# Miracle Gro Shake n Feed 12-4-8 as Root Tab



## jonl (Jul 9, 2018)

Hi there,
I'm wondering if anyone has comments on whether my miracle gro product is a suitable root tab? I can't find the osmocote plus that everyone on the internet suggests here in Vancouver.

I've planted one in my 10G for a month now, my guppies are doing fine, but I'd like to make sure.

I've planted some corkscrew vals near the vicinity of my DIY root tab, but they grow very slowly.


----------



## EDGE (Aug 24, 2010)

They should be fine. Root feeding usually takes a bit longer for plant to establish than water column feeding. 

Water column fertilizer works better for moss. 
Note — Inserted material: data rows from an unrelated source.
PR #3437, opened 2023-05-18
removed 'error' statement thrown when generating empty traceability matrix

### LINKED ISSUE #3428: `drasil-docLang` should allow us to have SRS documents with empty traceability matrices
Similar to #3427, in the name of decreasing the time to gratification (seeing tangible artifacts) when developing new projects, we should remove the restriction (from `drasil-docLang`) that says that each SRS document must have a non-empty traceability matrix.

Similar to #3427, I [hacked in a solution](https://github.com/JacquesCarette/Drasil/compare/master...balacij:Drasil:beamBending?expand=1#diff-404217f13ec9aff55d416f24e2ea76ad2f809455735b5d3f3b128d0f6e11440c). We should do this properly now, however (i.e., one that creates appropriate text and doesn't generate an empty table).

Contributes to #3326, #3356

ManvendraJani:
closes #3428

### DIFF
--- a/code/drasil-docLang/lib/Drasil/DocumentLanguage.hs
+++ b/code/drasil-docLang/lib/Drasil/DocumentLanguage.hs
@@ -428,8 +428,8 @@ mkTraceabilitySec (TraceabilityProg progs) si@SI{_sys = sys} = TG.traceMGF trace
   where
     trace = map (\(TraceConfig u _ desc rows cols) -> TM.generateTraceTableView
       u desc rows cols si) fProgs
-    fProgs = filter (\(TraceConfig _ _ _ rows cols) -> eitherEmtpy 
-      (header (showUIDs rows sidb) si) (header (showUIDs cols sidb) si)) progs
+    fProgs = filter (\(TraceConfig _ _ _ rows cols) -> not $ null 
+      (header (showUIDs rows sidb) si) || null (header (showUIDs cols sidb) si)) progs
     sidb = _sysinfodb si
 
 -- | Helper to get UIDs
@@ -439,12 +439,6 @@ showUIDs a s e = filter (`elem` (Map.keys $ s ^. traceTable)) $ concatMap (\x ->
 -- | Helper to get headers of rows and columns
 header :: ([UID] -> [UID]) -> SystemInformation -> [Sentence]
 header f = TM.traceMHeader (f . nub . Map.keys . (^. refbyTable))
-
--- | Helper to check if either list is empty instead of using isEmpty
-eitherEmtpy :: [a] -> [a] -> Bool
-eitherEmtpy _ [] = False
-eitherEmtpy [] _ = False
-eitherEmtpy _ _  = True
 
 -- ** Off the Shelf Solutions
 
--- a/code/drasil-docLang/lib/Drasil/DocumentLanguage.hs
+++ b/code/drasil-docLang/lib/Drasil/DocumentLanguage.hs
@@ -48,7 +48,7 @@ import qualified Drasil.Sections.SpecificSystemDescription as SSD (assumpF,
 import qualified Drasil.Sections.Stakeholders as Stk (stakeholderIntro,
   tClientF, tCustomerF)
 import qualified Drasil.DocumentLanguage.TraceabilityMatrix as TM (
-  generateTraceTableView)
+  generateTraceTableView, traceMHeader, TraceViewCat)
 import qualified Drasil.DocumentLanguage.TraceabilityGraph as TG (traceMGF)
 import Drasil.DocumentLanguage.TraceabilityGraph (traceyGraphGetRefs)
 import Drasil.Sections.TraceabilityMandGs (traceMatStandard)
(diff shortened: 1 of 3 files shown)


ManvendraJani:
@balacij it wasn't too clear what you wanted exactly but if this is not what you were after, please let me know.

balacij (approved):
This looks good to me, thank you!

@smiths @samm82 Do you have any idea what the alt text should be here?

code/drasil-docLang/lib/Drasil/DocumentLanguage/TraceabilityMatrix.hs
```diff
@@ -76,10 +76,9 @@ traceMColumns fc fr c = map ((\u -> filter (`elem` u) $ fc u) . flip traceLookup
 tableShows :: (Referable a, HasShortName a) => a -> Sentence -> Sentence
 tableShows r end = refS r +:+ S "shows the" +:+ plural dependency `S.of_` (end !.)
 
--- | Helper that makes sure the rows and columns of a traceability matrix have substance.
-ensureItems :: String -> [a] -> [a]
-ensureItems u [] = error $ "Expected non-empty matrix dimension for traceability matrix " ++ u
-ensureItems _ l = l
+-- | Helper that prints an error when traceability matrix is empty.
+emptyItems :: UID -> LabelledContent
+emptyItems u = llcc (makeTabRef' u) $ Paragraph $ S $ show u ++ " : is empty/incomplete"
```
samm82, line 81: Some notes about this message (in decreasing importance):
- [ ] The UID displayed here doesn't refer to a specific matrix dimension, but to the whole matrix. I would change this so that it is clear that at least one matrix dimension is empty
   - Maybe it could even determine what set of concepts is empty? This seems unnecessary to me, though.
- [ ] I think this should explicitly say "empty", since an incomplete list will still result in a table being generated correctly.
- [ ] I personally think that there shouldn't be a space before the colon (although others may disagree).

samm82 (changes requested):
I tried to generate a traceability matrix section for the Template example to get an idea for how this would look with empty sections (to avoid the pesky `CallStack` errors of `<concept> not found in ReferenceMap` from modifiying an existing example), and it doesn't look quite right:

image

(BTW: to do this, I redefined `mkSRS` to be `[TraceabilitySec $ TraceabilityProg $ traceMatStandard si]` and replaced the second argument of the `cdb` call for `symbMap` with `(nw example : nw mass : nw inValue : [nw errMsg, nw program] ++
    map nw doccon ++ map nw doccon' ++ map nw physicCon ++ map nw physicCon' ++
    map nw physicscon ++ map nw mathcon)`.)

code/drasil-docLang/lib/Drasil/DocumentLanguage/TraceabilityMatrix.hs
ManvendraJani: I implemented changes and fixed it so it now actually shows the messages.

samm82 (commented):
This output looks better, but I think it still can be improved.
image

I think that if a traceability matrix isn't rendered, its description (e.g., "Tab:TraceMatAllvsR shows the dependencies of on the data definitions, theoretical models, general definitions, and instance models.") should be removed. If none of them aren't rendered, I think it should say "There are no traceability tables." in a similar way to #3436. I'm not sure how useful it is to say that a given traceability table is empty instead of just omitting it. Others may disagree with me on this, however.

(This specific example of a description should be "...dependencies of the requirements on the...", which may need to be a separate issue, since I'm noticing other ways that the traceability table descriptions could be improved.)

samm82 (commented):
This looks good to me! @smiths I'm assuming we want to display a traceability matrix even if there are no connections between its components? This is what is currently done, but I'm wondering if there is another way we could handle this (e.g., "There are no connections between the assumptions and themselves.")

smiths:
@samm82 I don't feel super strongly about it, but if there are no connections between components your proposed text message is probably better than showing a traceability graph with no connections.  If I saw a traceability graph with no connections my first thought would be that information is missing from the graph, since no connections at all should be rare for a real project.  If the case of no connections comes up, it would likely help the reader to make this explicit.

code/drasil-docLang/lib/Drasil/DocumentLanguage.hs
```diff
@@ -423,11 +423,28 @@ mkUCsSec (UCsProg c) = SRS.unlikeChg (intro : mkEnumSimpleD c) []
...
+showUIDs :: [TM.TraceViewCat] -> ChunkDB -> [UID] -> [UID]
+showUIDs a s e = filter (`elem` (Map.keys $ s ^. traceTable)) $ concatMap (\x -> x e s) a
+
+-- | Helper to get headers of rows and columns
+header :: ([UID] -> [UID]) -> SystemInformation -> [Sentence]
+header f = TM.traceMHeader (f . nub . Map.keys . (^. refbyTable))
+
+-- | Helper to check if either list is empty instead of using isEmpty
+eitherEmtpy :: [a] -> [a] -> Bool
+eitherEmtpy _ [] = False
```
balacij, line 445: `Emtpy` is a typo.

You can also use `null` to check if a list is empty instead of pattern matching.

balacij (changes requested):

balacij (approved):
Nice work!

What type of light do you have on the tank?


----------



## DunderBear (Nov 9, 2015)

EDGE said:


> They should be fine. Root feeding usually takes a bit longer for plant to establish than water column feeding.
> 
> Water column fertilizer works better for moss.
> 
> What type of light do you have on the tank?
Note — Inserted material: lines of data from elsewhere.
PR #3439, opened 2023-05-23
3418 Fix Drasil image path in READMEs

### LINKED ISSUE #3418: Fix Drasil image path in READMEs
It seems like the path to the Drasil logo (?) from the READMEs is incorrectly generated; the path should have one extra "../" to go up one more directory.

## Relevant HTML code in README:
https://github.com/JacquesCarette/Drasil/blob/f003baf9c65a28c28a58b4aa5010b73cec672203/code/stable/projectile/projectile_c_p_nol_b_u_v_d/src/python/README.md?plain=1#L29-L31

## What this looks like:
image

## Clicking on the image link:
image

## What the path should be:
image

harmanpreet-sagar:
Closes #3418. Changes made to CreateMd.hs, WriteReadMe.hs and the projectile example in stable in order to update the broken image link in the Projectile READMEs.


code/drasil-printers/lib/Language/Drasil/Markdown/CreateMd.hs
```diff
@@ -97,16 +97,21 @@ license :: Doc -> Doc
...
 -- | Drasil Tree icon. Uses HTML directly to format image since normal markdown doesn't support it.
-drasilImage :: Doc
-drasilImage = alignImage "../../../../drasil-website/WebInfo/images/Icon.png"
+drasilImage :: String -> Doc
+drasilImage name = if name == "Projectile" then 
+                      alignImage 
+                        "../../../../../drasil-website/WebInfo/images/Icon.png"
+                   else
+                      alignImage 
+                        "../../../../drasil-website/WebInfo/images/Icon.png"
```
samm82, line 106: This should use pattern matching (or some other Haskell trick; can this be improved @balacij?)
```suggestion
drasilImage "Projectile" = alignImage "../../../../../drasil-website/WebInfo/images/Icon.png"
drasilImage _            = alignImage "../../../../drasil-website/WebInfo/images/Icon.png"
```

samm82 (changes requested):
Other than the Haskell syntax, this looks good!

code/drasil-printers/lib/Language/Drasil/Markdown/CreateMd.hs
JacquesCarette: I'm really uncomfortable with hard-coding any of our examples into the rest of Drasil. 

Much better would be some kind of other way to signal to the Markdown printer (from the example) the relative location. For example, maybe `drasilImage` could use some kind of (to be created) `buildPath` function which would take a natural number corresponding to the number of `..` to add. Such "configuration data" could then all be put into a record that could be passed around.

harmanpreet-sagar: I like that as well! I will look into creating the `buildPath` function now.

harmanpreet-sagar:
@samm82 @balacij 
I am trying to obtain the location of the ReadMes for each example so that I can count the number of `"/"` within the `FilePath` and then append the same number of `"../"` in front of the path of the image. However, I am unable to find the `FilePath` for the ReadMes.

The closest I have gotten is the following:
https://github.com/JacquesCarette/Drasil/blob/040ee6573bfcb84bf16514290c9f630960dd2a60/code/drasil-code/lib/Language/Drasil/Code/Imperative/Generator.hs#L98-L113

Is there any function that I can use to obtain the `FilePath` from this code? Or is there any other place I should be looking to get the `FilePath` for the ReadMes?

samm82:
I wonder if simply adding an extra `../` if the generated code has design variabilities specified for generation (like Projectile does) is a good enough short-term solution. 🤔

balacij:
Sorry, I'm confused: aren't the READMEs supposed to be in the current working directory?

We might need to take a step back and figure out a proper (not String-based) design for working with external resources (as @JacquesCarette mentioned). If each SRS is meant to be standalone, then the resources needed should be copied for each individual generated artifact, or at least symbolically linked.

samm82:
@balacij Yes the READMEs are built in the current directory, but they reference an image that is stored in a different directory, so the relative file path has to go up the correct number of levels.

harmanpreet-sagar:
@ samm82 Could you expand on your earlier comment about design variabilities? I am not sure I entirely understand what you are trying to say.

samm82:
@harmanpreet-sagar Sure! The only reason (as far as I can tell) that Projectile has this extra directory is because we generate multiple "versions" of it based on design variabilities. For example, Projectile_U_P_NoL_U_WI_V_D is a version of Projectile with **U**nmodular code that is implemented as a **P**rogram, with **No L**ogging and an **U**nbundled input structure that stores constants **W**ith the **I**nputs as **V**ariables and represents real numbers as **D**oubles (see the Case Studies section of the [website](https://jacquescarette.github.io/Drasil/)). The Python version of this variability is found in the `python/projectile_u_p_nol_u_wi_v_d` directory, as opposed to examples _without_ variabilities, which would just be found in the `python` directory; this is where the need for the extra `../` comes from.

As far as I can tell, these choices are defined here:
https://github.com/JacquesCarette/Drasil/blob/017a0768ba6f6bd2a9e018e3c18cba9b2c47492d/code/drasil-example/projectile/lib/Drasil/Projectile/Choices.hs#L78-L103

and are actually used here:
https://github.com/JacquesCarette/Drasil/blob/017a0768ba6f6bd2a9e018e3c18cba9b2c47492d/code/drasil-example/projectile/app/Main.hs#L18

Where `genCodeWithChoices` generates code with these variabilities, as opposed to `genCode` which just generates one version.

https://github.com/JacquesCarette/Drasil/blob/017a0768ba6f6bd2a9e018e3c18cba9b2c47492d/code/drasil-example/glassbr/app/Main.hs#L13

I wonder if there is a way to only add the extra `../` if we actually generate these "design variabilities", maybe based on which function we use to generate code?

harmanpreet-sagar:
That makes so much sense now! Thank you for that clarification! That is a good idea. I will look into that to see whether it is feasible to do so or not!

code/drasil-printers/lib/Language/Drasil/Markdown/CreateMd.hs
```diff
@@ -97,16 +97,34 @@ license :: Doc -> Doc
...
+numSlash :: [Char] -> Int
+numSlash [] = 4
+numSlash file = length (removeSlash file)
+
+-- Creates the prefix to be attached to the general drasil logo path
+buildPath :: [Char] -> [Char]
+buildPath file = [x | x <- pathPrefix, x /= ' ']
+  where
+    pathPrefix = unwords pathPrfx
+    pathPrfx = replicate (numSlash file) "../"
```
samm82, line 114: Combine these lines for readability:

```suggestion
    pathPrefix = unwords $ replicate (numSlash file) "../"
```

code/drasil-printers/lib/Language/Drasil/Markdown/CreateMd.hs
```diff
@@ -97,16 +97,34 @@ license :: Doc -> Doc
...
-drasilImage :: Doc
-drasilImage = alignImage "../../../../drasil-website/WebInfo/images/Icon.png"
+-- Extracts the backslash from the filepath.
+removeSlash :: [Char] -> [Char]
+removeSlash st = [ x | x <- st, x `elem` "//"]
+
+-- Determines the number of slashes within the FilePath of the SampleInput file
+numSlash :: [Char] -> Int
+numSlash [] = 4
+numSlash file = length (removeSlash file)
```
samm82, line 107: Others may disagree with me, but if `removeSlash` and `numSlash` are only going to be used here, might as well add them to the locally defined functions in the `where` statement of `buildPath`.

samm82 (changes requested):
Some minor code formatting issues, but great job finding a fix for this! I'll wait for @JacquesCarette to review the design of this, but once you fix the formatting, it looks good to me.

code/drasil-printers/lib/Language/Drasil/Markdown/CreateMd.hs
harmanpreet-sagar: Ok, I will change that right now!

code/drasil-printers/lib/Language/Drasil/Markdown/CreateMd.hs
harmanpreet-sagar: Ok, I will make that change!

samm82 (approved):
Just made some more minor tweaks (I felt bad asking you to do another when I didn't catch it the first time!) - `pathPrefix` makes sense to keep as a local variable, since it is more complex, but since the other function was just a list comprehension (I already forgot what it was called 😅), I just inlined it

harmanpreet-sagar:
Thank you!!!

code/drasil-code/lib/Language/Drasil/Code/Imperative/GOOL/ClassInterface.hs
```diff
@@ -66,5 +66,6 @@ data ReadMeInfo = ReadMeInfo {
   configFP :: [FilePath],
   caseName :: CaseName,
   examplePurpose :: ExamplePurpose,
-  exampleDescr :: ExampleDescr
+  exampleDescr :: ExampleDescr,
+  sampleFile :: FilePath
```
JacquesCarette, line 70: I'm not sure I like this: do all `README`s have a 'sample File' associated to them? If not, then we shouldn't require this information for all of them.

For optional information, it should be wrapped in a `Maybe`. We shouldn't use that `FilePath` is implemented as `List` to fake "not present" via an empty list. That is too fragile.

code/drasil-code/lib/Language/Drasil/Choices.hs
```diff
@@ -276,10 +276,10 @@ instance RenderChoices AuxFile where
 
 -- | Gets the file path to a sample input data set from a 'Choices' structure, if 
 -- the user chose to generate a sample input file.
-getSampleData :: Choices -> Maybe FilePath
+getSampleData :: Choices -> FilePath
```
JacquesCarette, line 279: See review item below on `sampleFile` for more, but: I think this change is backwards. It uses a 'coding trick' instead of being explicit about the fact that `FilePath` is optional.

code/drasil-printers/lib/Language/Drasil/Markdown/CreateMd.hs
```diff
@@ -97,16 +97,27 @@ license :: Doc -> Doc
 license auth = text "Copyright (c) 2021," <+> auth <>
   text ". All rights reserved. Please see the [full license](https://github.com/JacquesCarette/Drasil/blob/4b9ad0a3016fecb3c7a2aa82ab142f9e805b5cc8/LICENSE) for more details."
 -- | Drasil Tree icon. Uses HTML directly to format image since normal markdown doesn't support it.
-drasilImage :: Doc
-drasilImage = alignImage "../../../../drasil-website/WebInfo/images/Icon.png"
+
+-- Creates the prefix to be attached to the general Drasil logo path
+buildPath :: [Char] -> [Char]
```
JacquesCarette, line 102: `[Char]` == `String`.

JacquesCarette (changes requested):

code/drasil-code/lib/Language/Drasil/Code/Imperative/GOOL/ClassInterface.hs
harmanpreet-sagar: The `sampleFile` is just referring to the sample input files that are present with all the `ReadMe`s in all examples. Thus, my code was more based on obtaining the `FilePath` from the input files and extracting all the information from those `FilePaths`s. 

I tried obtaining the `FilePath` for the `ReadMe`s but since all of those were obtained using the` IO ()` methods such as `getCurrentDirectory`, etc. I was unable to obtain the `String`/`FilePath` from them in a manner that would not include me using `IO ()` as one of the types throughout the entire fix.

Another potential way that I tried to solve this issue was to create a new choice within the `Choices `area which would take in an integer value which would have a default value of 4. This value essentially would obtain the number of folders that we would have had to go back to in order to get the image. We could then obtain any changes to that value for each example and then generate the image as well. That would I believe remove the modifications done to the Maybe Filepath as our code would no longer be based on the `FilePath` of the input file. 

Let me know if you would like me to modify it such that we create the new `Choice`.

code/drasil-code/lib/Language/Drasil/Choices.hs
harmanpreet-sagar: As I mentioned in the comment above, a way that we could counter this issue would be to create a new choice within the `Choices` area which would take in an integer value which would have a default value of 4. This value essentially would obtain the number of folders that we would have had to go back to in order to get the image. We could then receive any changes to that value for each example and generate the image. That would remove the modifications to the `Maybe Filepath` as our code would no longer be based on the FilePath of the input file.

Let me know if you would like me to modify it such that we create the new `Choice`.

code/drasil-printers/lib/Language/Drasil/Markdown/CreateMd.hs
harmanpreet-sagar: I will change that right now!

code/drasil-printers/lib/Language/Drasil/Markdown/CreateMd.hs
```diff
@@ -97,16 +97,27 @@ license :: Doc -> Doc
...
+buildPath file = [x | x <- pathPrefix, x /= ' ']
```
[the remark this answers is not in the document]
harmanpreet-sagar: That is a much better way! Thanks! I will change that right now.

code/drasil-printers/lib/Language/Drasil/Markdown/CreateMd.hs
```diff
@@ -100,7 +100,7 @@ license auth = text "Copyright (c) 2021," <+> auth <>
 
 -- Creates the prefix to be attached to the general Drasil logo path
 buildPath :: String -> String
-buildPath file = [x | x <- pathPrefix, x /= ' ']
+buildPath file = filter (/=' ') pathPrefix
   where
     pathPrefix = unwords $ replicate (numSlash file) "../"
```
samm82: Now you could even pull `pathPrefix` out of the `where` statement, since the definition of `buildPath` is a lot simpler:

```suggestion
buildPath file = filter (/=' ') $ unwords $ replicate (numSlash file) "../"
  where
```

harmanpreet-sagar: Ok, I will make that change right now!

code/drasil-code/lib/Language/Drasil/Code/Imperative/GOOL/ClassInterface.hs
harmanpreet-sagar: Update: The method that I am suggesting in the above comment can be viewed [here ](https://github.com/JacquesCarette/Drasil/tree/3418-Fix-Drasil-Logo-Path-on-READMEs-alt)on a different branch.

code/drasil-code/lib/Language/Drasil/Choices.hs
harmanpreet-sagar: Update: The method that I am suggesting in the above comment can be viewed [here](https://github.com/JacquesCarette/Drasil/tree/3418-Fix-Drasil-Logo-Path-on-READMEs-alt) on a different branch.

code/drasil-printers/lib/Language/Drasil/Markdown/CreateMd.hs
```diff
@@ -97,16 +97,27 @@ license :: Doc -> Doc
 license auth = text "Copyright (c) 2021," <+> auth <>
   text ". All rights reserved. Please see the [full license](https://github.com/JacquesCarette/Drasil/blob/4b9ad0a3016fecb3c7a2aa82ab142f9e805b5cc8/LICENSE) for more details."
 -- | Drasil Tree icon. Uses HTML directly to format image since normal markdown doesn't support it.
-drasilImage :: Doc
-drasilImage = alignImage "../../../../drasil-website/WebInfo/images/Icon.png"
+
+-- Creates the prefix to be attached to the general Drasil logo path
```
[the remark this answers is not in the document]
harmanpreet-sagar: I will change that right now!

harmanpreet-sagar:
I'm closing this PR to start a new one which would have the discussed changes as the new changes are on a different branch based on the master. The new PR is #3467.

Just out of curiousity can you elaborate more on water column feeding as in what supplements do you recommend.

Sent from my iPhone using Tapatalk


----------



## EDGE (Aug 24, 2010)

Nitrogen, Phosphorus, Potassium. Calcium, Magnesium, Trace (micro nutrients), sulphate. 

You can use aquarium product but they cost more Such as Seachem, Tropica, etc.

If people are using seachem equilibrium there is already plenty of Ca/Mg/K/SO4. Potassium nitrate + mono potassium phosphate + trace mineral is all you need.


Trace element (plant prod trace) or CSM + B
Magnesium sulphate (MgSO4)
Calcium sulphate (CaSO4)
Calcium Nitrate (CaNO3)
Potassium Nitrate (KNO3)
Mono potassium phosphate (KH2PO4)
etc.

Bulk fertilizer you can get from mykiss on here. There are other things you can use, but they require a business license - horticulture business of sort.

Estimative index is a good place to start for water column dosing, Even a low light setup will benefit from dosing. 

Personally, I am into experimenting so I play with ratio to see how they affect the look and growth of the plant. From experience cryptocorynes does not like high sulphate (SO4) in the water column. They melt from too much SO4. 

I dose by ratio (weight by scale and premix into 3 bottle of liquid) and add enough to maintain a microsiemens of 100 to 150 for aquarium and 450 to 600 for emersed setup. Our tap water comes out at 40ish microsiemens. 

I do not use the PPS system as there is too much potassium and sulphate for a non established tank full of fish with a built up of organic waste in the substrate.

50% water change weekly. Dose once a week for low light setup. I treat the tanks as softwater so the calcium and magnesium is not high, Enough for the fish shrimp and snails to benefit. hard snail shells without pitting.


I wouldn't use any commercial premix water soluble for house plant or yard. They tend to have a lot more ammonium in the mix.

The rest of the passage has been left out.